(MATERIAL TO PROCESS begins)

PR #489, opened 2020-10-02
fix: Check for named pipe before each flush

mrickard:

There may be some situations in which a named pipe's presence (or absence) changes during an invocation; checking for that before flushing output would guarantee that the payload is written to the correct output. (Submitted in advance of a discussion on best approach.)

### DIFF
--- a/lib/collector/serverless.js
+++ b/lib/collector/serverless.js
@@ -292,10 +292,7 @@ class ServerlessCollector {
       payload
     ]) + '\n'
 
-    if (this.shouldUsePipe === undefined) {
-      this.shouldUsePipe = fs.existsSync(this.pipePath)
-    }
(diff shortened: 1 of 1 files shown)


nijotz:
Hi Maurice, thanks for the PR!

This seems pretty straightforward, do the check every time vs just once. Does what it says.

What about the performance of existsSync being run every flush? Do you see that being an issue at all?

Also, I'm not that familiar with named pipes changing during invocation. Would you mind linking some information about that?

nijotz (approved):
Out-of-channel conversation about this PR: perf hit shouldn't be that bad because the agent only writes one payload per invocation. This was my one concern, so I'm okay with it 👍 

Also, here's an interesting change to existsSync with regards to performance, figured I'd place here if others find it relevant: https://github.com/nodejs/node/pull/7455

PR #491, opened 2020-10-13
Remove lodash from third party files

nijotz:
## Details
* Updates the third party notice files after removing lodash as a dependency.


carlo-808 (approved):
👍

(MATERIAL TO PROCESS ends)

Going through the entries above, report how many lines contain the word "party", with no other text.

2